Abstract: In 1961, Minsky, one of the founders of AI, perceived a fundamental flaw within the burgeoning field of artificial neural networks. He doubted that such a nonlinear system could be effectively trained using gradient methods, because unless the “structure of the search space is special, the optimization may do more harm than good.” Fast forward to today, and we observe deep neural networks — far more complex than those envisioned at the field's inception — being successfully trained with methods akin to gradient descent. It has, indeed, become evident that the objective function displays a highly benign structure that we are only starting to comprehend. In this lecture, I aim to summarize our current understanding of this enigmatic optimization process. I will discuss several themes, including intrinsic dimensionality, the optimization landscape, and implicit regularization, all within the context of deep networks and large language models. Speaker Bio: Jorge Nocedal is the Walter P. Murphy Professor of Industrial Engineering and Management Sciences and (by courtesy) Engineering Sciences and Applied Mathematics at Northwestern University. Nocedal is also the Director of the Center for Optimization and Statistical Learning. Nocedal's main area of research is optimization, with applications in machine learning, engineering design, and the physical sciences. Research activities range from the design of new algorithms, to their software implementation and mathematical analysis. Areas of emphasis include large scale problems (with millions of variables), optimization under uncertainty, and parallel computing.
Thomas P Wytock
Recorded on 10/11/2024
Title: Cell reprogramming and bacterial memory predicted by mathematical modeling and transfer learning
Abstract: Determining how molecular changes propagate to affect the whole cell is a fundamental goal in systems biology. The challenge inherent to this pursuit is the number and diversity of molecular entities that give rise to cell behavior. In this talk, I will show how nonlinear dynamics and machine learning uncover unexpected behaviors in recent studies concerning irreversibility in bacterial regulatory networks [1] and cell reprogramming [2]. In the first study, Boolean networks reveal that the same DNA sequence can counterintuitively encode multiple behaviors through information stored in the state of the gene regulatory network.
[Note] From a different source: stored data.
PR #1274, opened 2018-09-27
Refactor async arrow functions

### LINKED ISSUE #972: Refactor to async arrow functions

Paarmita:
Refractor all async function to arrow functions 
Fixed #972

### DIFF
--- a/src/js/background/assignManager.js
+++ b/src/js/background/assignManager.js
@@ -69,12 +69,12 @@ const assignManager = {
       return this.area.remove([siteStoreKey]);
     },
 
-    async deleteContainer(userContextId) {
+    const deleteContainer = async (userContextId) => {
       const sitesByContainer = await this.getByContainer(userContextId);
       this.area.remove(Object.keys(sitesByContainer));
     },
 
-    async getByContainer(userContextId) {
+    const getByContainer = async (userContextId) => {
       const sites = {};
       const siteConfigs = await this.area.get();
       Object.keys(siteConfigs).forEach((key) => {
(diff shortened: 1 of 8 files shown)


Paarmita:
@groovecoder Please review the PR :)

ShivangiKakkar:
@jonathanKingston @groovecoder cc @Paarmita 
I went through the above PR and the travis build shows the syntax errors for the changes in all the files except in `popup.js` and `content-script.js`
In the other files, I guess the arrow function syntax isn't supported because the async functions are defined inside an object which is itself initialized in ES5 syntax.
What is your take on this?

groovecoder:
The intent of https://github.com/mozilla/multi-account-containers/issues/972 and https://github.com/mozilla/multi-account-containers/pull/921#issuecomment-341670787 (like @jonathanKingston [says](https://github.com/mozilla/multi-account-containers/pull/921#issuecomment-425271223)) is **NOT** to change all named methods and functions into defined async arrow functions.

Then intention is to find async functions that are only ever used once, and move them into inline async arrow functions.

E.g., `assignManager` has an `_onClickedHandler` method. But that logic is only used in one place - during `init()`. The only reason we made `_onClickedHandler` a method is because, when we wrote it, JS didn't support using `async`/`await` in inline `=>` functions.

Now that JS supports `async () => {}` functions, we could move the `_onClickedHandler` logic from its own named function into an inline `async (info, tab) => {` ... `}` function in `init`.

Does that make sense?

With all that said, we may just close this particular PR and instead clean up unnecessary defined `async` functions as we make changes.

jonathanKingston:
I think this makes sense to close for now. Thanks for the submission.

In the second study, a machine learning model provides an effective representation of the regulatory interactions between genes and cell phenotypes. We use this model to identify gene perturbations that can reprogram cells to different phenotypes. Both contributions demonstrate how the abundance of biological data provides opportunities for mathematical modeling to derive unexpected insights. Speaker Bio: Thomas P. Wytock is a postdoctoral researcher in the Motter Group at Northwestern University, where he focuses on the modeling of genetic networks.